= Competency porn =

Form of escapism

Competency porn, or competence porn, is a term describing media that portrays competency, qualification, intelligence, and other rigorous, capable qualities. Coined in 2009 by screenwriter John Rogers, it has often been used in coverage regarding television shows like The Pitt and The Diplomat and movies like Apollo 13.

== History and definition ==
The term "competence porn" was defined by John Rogers, the screenwriter of Leverage, in 2009 as "a shorthand way to talk about the very specific kind of satisfaction that we feel when watching folks competently handle complex situations using the kinds of specialized skills and expertise that we can all appreciate." While often used for television shows and movies, it has also been used to refer to YouTube videos and other online content.

In 2020, book critic Kimberly Chrisman-Campbell applied the term to romance fiction, pointing out that many novels involving "dating in the digital age" involve competence, or "the all-too-rare spectacle of mutual respect between two grown-ass adults at the top of their personal and professional games."

On January 13, 2026, Jada Yuan, writing for The Washington Post, shifted the term to "competency porn" and applied it to shows like The Pitt and Industry, arguing that it became a means of escapism in light of the incompetence seen in news events.
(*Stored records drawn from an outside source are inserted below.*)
PR #116, opened 2025-01-02
Expose Value property on SecretLiteral

michaelcfanning:
# 1.11.0 - 01/02/2025
- NEW: Expose `SecretLiteral.Value` as public data.
- FPS: Update `SEC101/127.UrlCredentials` regex to require a word break before the `ftp` or `http` schema rendering.

### DIFF
--- a/GeneratedRegexPatterns/MediumConfidenceSecurityModels.json
+++ b/GeneratedRegexPatterns/MediumConfidenceSecurityModels.json
@@ -20,7 +20,7 @@
     "DetectionMetadata": "HighEntropy, MediumConfidence"
   },
   {
-    "Pattern": "(ftps?|https?):\\/\\/(?<refine>[^:@\\/]+:[^:@?\\/]+)@",
+    "Pattern": "($|\\b)(ftps?|https?):\\/\\/(?<refine>[^:@\\/]+:[^:@?\\/]+)@",
     "Id": "SEC101/127",
     "Name": "UrlCredentials",
     "Signatures": [
--- a/src/Microsoft.Security.Utilities.Core/UrlCredentials.cs
+++ b/src/Microsoft.Security.Utilities.Core/UrlCredentials.cs
@@ -14,7 +14,7 @@ public sealed class UrlCredentials : RegexPattern
 
         Name = nameof(UrlCredentials);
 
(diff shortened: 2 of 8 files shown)


GeneratedRegexPatterns/MediumConfidenceSecurityModels.json
```diff
@@ -20,7 +20,7 @@
     "DetectionMetadata": "HighEntropy, MediumConfidence"
   },
   {
-    "Pattern": "(ftps?|https?):\\/\\/(?<refine>[^:@\\/]+:[^:@?\\/]+)@",
+    "Pattern": "($|\\b)(ftps?|https?):\\/\\/(?<refine>[^:@\\/]+:[^:@?\\/]+)@",
```
suvamM, line 23: How are we testing this change to the regex?

suvamM (commented):
There is a test failure. The version needs to be updated in the `SecretMasker_Version` test.

GeneratedRegexPatterns/MediumConfidenceSecurityModels.json
michaelcfanning: Did you see the test updates? Let me ensure I pushed them.

src/Microsoft.Security.Utilities.Core/UrlCredentials.cs
```diff
@@ -50,6 +50,8 @@ public override IEnumerable<string> GenerateFalsePositiveExamples()
         {
             $"http://example.com/embedded:colon",
             $"ftp://@example.com/embedded:colon",
+            $"prefixedftp://@example.com/embedded:colon",
```
michaelcfanning, line 53: >prefixedftp [](http://example.com/codeflow?start=14&length=11)

These are the test changes.

GeneratedRegexPatterns/MediumConfidenceSecurityModels.json
michaelcfanning: Yes, the tests are further in this file. We have a pattern in this code of generating test data in the rule itself.

suvamM (approved):

cfaucon (approved):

On the same day, The Guardian did a Pass Notes installment on the term, stating that "In 2026, when it feels as though the world is moments away from any number of disasters, there is nothing hotter than watching someone do their job really, really well."

== Examples ==
In 2024, Lifehacker compiled a list of thirty movies and television shows that could be considered competence porn, including Ocean's Eleven, Moneyball, Star Trek, and The Prestige, among others.
In a 2025 interview with NPR, ER and The Pitt actor Noah Wyle used the term "competency porn" to describe The Pitt's focus on accurately portraying technical medical scenes rather than drama or spectacle:"One of the decisions we made early on was to not employ any soundtrack in the show... We're letting the sort of symphony of the sound of the procedures in the room be our cadence... And it's really less important the audience understands and more important that the audience sees that the doctors know what they're talking about. It's competency porn."In 2026, Yuan listed The Pitt, The Diplomat, Industry, Abbott Elementary, Star Trek: Starfleet Academy, Hijack, Pluribus, and Survivor as examples of competency porn.